*Aim of the task*
Determine the count of lines in the data below that include the word "changes", and give nothing besides it.

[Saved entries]
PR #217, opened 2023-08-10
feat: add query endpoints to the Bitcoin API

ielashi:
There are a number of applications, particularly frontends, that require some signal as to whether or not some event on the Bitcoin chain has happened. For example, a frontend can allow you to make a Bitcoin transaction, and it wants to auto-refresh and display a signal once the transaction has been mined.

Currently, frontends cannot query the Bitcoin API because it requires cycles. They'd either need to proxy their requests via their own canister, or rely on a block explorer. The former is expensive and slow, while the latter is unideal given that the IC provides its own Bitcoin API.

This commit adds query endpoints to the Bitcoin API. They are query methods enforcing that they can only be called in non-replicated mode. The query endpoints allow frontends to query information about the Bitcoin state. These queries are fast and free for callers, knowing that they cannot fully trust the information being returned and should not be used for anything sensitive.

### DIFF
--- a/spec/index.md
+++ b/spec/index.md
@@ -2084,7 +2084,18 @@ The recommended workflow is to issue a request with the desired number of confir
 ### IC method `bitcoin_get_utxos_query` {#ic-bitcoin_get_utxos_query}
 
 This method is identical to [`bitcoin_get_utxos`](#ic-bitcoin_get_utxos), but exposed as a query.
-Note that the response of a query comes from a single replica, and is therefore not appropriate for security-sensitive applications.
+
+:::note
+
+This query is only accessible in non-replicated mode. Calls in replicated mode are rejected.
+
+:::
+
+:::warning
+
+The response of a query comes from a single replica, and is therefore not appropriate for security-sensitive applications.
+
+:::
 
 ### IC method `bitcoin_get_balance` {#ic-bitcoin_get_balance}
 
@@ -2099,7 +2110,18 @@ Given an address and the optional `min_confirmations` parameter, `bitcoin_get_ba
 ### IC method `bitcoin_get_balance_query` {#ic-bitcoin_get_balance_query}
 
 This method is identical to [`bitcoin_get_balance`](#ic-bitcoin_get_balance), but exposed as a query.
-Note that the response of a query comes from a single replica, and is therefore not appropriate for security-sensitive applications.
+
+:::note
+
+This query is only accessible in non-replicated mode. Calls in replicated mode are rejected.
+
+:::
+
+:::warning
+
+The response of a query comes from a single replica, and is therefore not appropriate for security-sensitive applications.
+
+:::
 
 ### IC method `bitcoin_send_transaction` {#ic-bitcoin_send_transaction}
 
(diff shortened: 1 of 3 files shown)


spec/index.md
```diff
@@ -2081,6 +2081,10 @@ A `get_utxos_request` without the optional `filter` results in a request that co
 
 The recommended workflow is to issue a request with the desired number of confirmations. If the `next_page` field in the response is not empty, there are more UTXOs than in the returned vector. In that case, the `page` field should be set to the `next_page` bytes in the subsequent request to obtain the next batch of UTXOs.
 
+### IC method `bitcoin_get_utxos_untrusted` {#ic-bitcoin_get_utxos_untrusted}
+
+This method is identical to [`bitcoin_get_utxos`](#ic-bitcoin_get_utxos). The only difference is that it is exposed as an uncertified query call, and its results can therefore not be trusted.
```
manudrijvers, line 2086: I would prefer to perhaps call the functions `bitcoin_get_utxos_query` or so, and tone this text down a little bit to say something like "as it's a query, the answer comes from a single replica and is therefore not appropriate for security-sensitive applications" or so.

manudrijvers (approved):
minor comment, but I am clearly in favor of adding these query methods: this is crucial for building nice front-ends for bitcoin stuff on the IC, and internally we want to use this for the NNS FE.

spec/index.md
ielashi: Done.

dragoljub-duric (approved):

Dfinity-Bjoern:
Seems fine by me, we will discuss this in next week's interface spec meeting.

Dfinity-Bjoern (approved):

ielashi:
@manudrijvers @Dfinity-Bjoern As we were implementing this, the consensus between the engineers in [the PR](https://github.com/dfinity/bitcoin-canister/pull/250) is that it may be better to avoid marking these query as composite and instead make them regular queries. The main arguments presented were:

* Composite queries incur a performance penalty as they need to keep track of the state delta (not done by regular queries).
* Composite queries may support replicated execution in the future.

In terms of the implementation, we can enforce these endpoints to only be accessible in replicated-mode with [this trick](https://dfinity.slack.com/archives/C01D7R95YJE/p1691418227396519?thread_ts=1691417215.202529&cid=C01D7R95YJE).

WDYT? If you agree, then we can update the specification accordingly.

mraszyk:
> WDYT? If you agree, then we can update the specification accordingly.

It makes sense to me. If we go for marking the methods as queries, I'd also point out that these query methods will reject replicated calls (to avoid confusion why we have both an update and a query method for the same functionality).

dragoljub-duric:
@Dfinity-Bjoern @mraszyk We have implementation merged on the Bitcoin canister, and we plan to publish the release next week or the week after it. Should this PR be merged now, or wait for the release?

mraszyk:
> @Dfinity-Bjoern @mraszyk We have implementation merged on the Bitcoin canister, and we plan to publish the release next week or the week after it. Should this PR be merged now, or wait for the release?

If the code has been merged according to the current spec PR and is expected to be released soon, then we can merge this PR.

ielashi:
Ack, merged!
* * *
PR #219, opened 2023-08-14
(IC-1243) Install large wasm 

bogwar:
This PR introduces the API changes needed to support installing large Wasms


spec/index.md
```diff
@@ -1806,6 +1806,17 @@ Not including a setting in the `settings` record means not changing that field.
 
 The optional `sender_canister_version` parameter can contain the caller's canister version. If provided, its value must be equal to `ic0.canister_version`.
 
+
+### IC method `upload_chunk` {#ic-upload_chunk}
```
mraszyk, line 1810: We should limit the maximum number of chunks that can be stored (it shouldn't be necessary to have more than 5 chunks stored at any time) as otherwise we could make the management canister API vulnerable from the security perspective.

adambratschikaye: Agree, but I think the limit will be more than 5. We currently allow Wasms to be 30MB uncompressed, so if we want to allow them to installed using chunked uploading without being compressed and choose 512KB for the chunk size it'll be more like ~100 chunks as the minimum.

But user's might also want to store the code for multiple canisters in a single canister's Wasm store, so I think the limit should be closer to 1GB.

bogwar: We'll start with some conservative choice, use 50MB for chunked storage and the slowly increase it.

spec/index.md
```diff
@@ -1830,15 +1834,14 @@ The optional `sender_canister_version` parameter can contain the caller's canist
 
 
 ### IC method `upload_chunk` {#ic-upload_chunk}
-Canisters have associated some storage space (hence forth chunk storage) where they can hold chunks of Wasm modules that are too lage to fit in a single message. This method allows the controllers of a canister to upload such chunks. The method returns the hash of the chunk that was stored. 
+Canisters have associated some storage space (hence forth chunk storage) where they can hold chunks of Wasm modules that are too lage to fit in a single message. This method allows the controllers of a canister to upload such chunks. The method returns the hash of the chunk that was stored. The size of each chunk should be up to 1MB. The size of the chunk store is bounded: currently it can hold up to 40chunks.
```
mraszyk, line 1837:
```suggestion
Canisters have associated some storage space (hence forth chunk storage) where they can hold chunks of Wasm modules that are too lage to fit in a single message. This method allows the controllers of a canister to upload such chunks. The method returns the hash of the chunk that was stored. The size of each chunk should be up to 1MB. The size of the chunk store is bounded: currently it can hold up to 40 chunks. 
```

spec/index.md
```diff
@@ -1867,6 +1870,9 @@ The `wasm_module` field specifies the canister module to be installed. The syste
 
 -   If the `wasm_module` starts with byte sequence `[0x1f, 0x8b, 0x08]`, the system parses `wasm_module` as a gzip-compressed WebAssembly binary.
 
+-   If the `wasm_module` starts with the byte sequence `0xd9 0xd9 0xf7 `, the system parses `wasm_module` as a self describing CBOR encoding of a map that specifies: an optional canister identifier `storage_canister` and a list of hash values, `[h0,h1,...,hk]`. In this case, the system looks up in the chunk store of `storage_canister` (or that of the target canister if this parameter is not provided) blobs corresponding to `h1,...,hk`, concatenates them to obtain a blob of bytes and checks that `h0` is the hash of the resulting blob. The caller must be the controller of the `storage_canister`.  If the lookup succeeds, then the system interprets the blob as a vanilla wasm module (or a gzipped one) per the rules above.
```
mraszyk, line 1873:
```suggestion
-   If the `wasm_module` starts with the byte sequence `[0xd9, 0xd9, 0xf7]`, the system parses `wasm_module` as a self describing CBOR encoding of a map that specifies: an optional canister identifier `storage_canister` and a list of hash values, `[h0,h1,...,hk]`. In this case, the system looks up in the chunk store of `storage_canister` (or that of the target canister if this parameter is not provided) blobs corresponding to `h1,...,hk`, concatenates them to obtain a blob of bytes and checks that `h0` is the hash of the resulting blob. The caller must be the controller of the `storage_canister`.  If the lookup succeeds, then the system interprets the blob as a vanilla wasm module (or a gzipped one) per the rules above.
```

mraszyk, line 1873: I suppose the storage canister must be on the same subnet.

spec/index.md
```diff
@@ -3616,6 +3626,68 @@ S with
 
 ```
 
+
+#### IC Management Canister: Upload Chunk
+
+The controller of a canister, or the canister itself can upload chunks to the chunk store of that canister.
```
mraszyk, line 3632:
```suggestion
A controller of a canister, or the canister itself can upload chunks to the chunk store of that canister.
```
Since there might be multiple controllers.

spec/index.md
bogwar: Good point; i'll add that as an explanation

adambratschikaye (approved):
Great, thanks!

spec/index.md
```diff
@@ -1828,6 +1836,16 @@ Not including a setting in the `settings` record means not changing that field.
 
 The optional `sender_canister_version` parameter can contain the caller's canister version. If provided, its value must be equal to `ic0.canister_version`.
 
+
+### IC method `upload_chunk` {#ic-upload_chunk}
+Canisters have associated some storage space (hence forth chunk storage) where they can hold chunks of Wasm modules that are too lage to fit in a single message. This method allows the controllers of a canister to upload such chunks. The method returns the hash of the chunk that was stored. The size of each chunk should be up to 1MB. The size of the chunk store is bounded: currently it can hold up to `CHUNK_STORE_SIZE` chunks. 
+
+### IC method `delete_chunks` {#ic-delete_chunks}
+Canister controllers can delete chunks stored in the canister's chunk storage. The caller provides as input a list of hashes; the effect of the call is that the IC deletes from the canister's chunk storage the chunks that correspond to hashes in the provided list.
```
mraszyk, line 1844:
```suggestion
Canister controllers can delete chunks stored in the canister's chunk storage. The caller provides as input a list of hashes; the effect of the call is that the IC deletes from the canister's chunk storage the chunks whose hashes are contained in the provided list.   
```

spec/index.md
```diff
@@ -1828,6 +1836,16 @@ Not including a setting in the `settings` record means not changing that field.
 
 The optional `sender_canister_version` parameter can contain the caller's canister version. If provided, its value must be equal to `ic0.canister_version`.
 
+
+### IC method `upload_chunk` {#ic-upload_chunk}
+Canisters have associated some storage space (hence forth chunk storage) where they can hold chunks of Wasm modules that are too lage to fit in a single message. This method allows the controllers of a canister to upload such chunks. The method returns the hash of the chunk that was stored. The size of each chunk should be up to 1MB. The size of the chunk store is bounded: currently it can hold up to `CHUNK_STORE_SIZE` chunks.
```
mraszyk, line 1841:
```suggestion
==
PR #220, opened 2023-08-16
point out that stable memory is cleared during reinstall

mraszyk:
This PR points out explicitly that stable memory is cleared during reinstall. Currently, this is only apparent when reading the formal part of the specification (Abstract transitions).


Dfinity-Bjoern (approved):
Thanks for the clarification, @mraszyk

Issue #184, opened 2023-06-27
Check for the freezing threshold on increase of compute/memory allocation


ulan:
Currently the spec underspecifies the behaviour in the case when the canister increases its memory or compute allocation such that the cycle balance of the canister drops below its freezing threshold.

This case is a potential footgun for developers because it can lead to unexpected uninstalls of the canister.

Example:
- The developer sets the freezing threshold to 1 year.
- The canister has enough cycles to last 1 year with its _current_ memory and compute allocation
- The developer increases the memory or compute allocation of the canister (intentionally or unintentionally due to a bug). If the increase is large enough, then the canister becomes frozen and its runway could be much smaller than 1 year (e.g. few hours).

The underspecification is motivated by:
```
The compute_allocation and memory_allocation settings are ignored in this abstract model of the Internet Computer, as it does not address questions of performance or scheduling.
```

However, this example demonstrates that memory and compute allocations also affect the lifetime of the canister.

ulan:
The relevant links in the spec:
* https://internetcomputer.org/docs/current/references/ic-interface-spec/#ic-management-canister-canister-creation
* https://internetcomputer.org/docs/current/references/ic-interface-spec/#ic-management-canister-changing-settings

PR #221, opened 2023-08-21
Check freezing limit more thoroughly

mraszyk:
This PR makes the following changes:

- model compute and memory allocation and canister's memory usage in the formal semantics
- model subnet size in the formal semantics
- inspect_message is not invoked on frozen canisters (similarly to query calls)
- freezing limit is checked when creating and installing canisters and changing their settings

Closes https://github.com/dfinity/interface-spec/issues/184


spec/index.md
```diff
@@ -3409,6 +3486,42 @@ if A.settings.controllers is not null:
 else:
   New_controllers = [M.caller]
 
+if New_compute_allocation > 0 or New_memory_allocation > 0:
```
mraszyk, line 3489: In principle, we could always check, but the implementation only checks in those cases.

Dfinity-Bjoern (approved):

*Response to this exercise*
2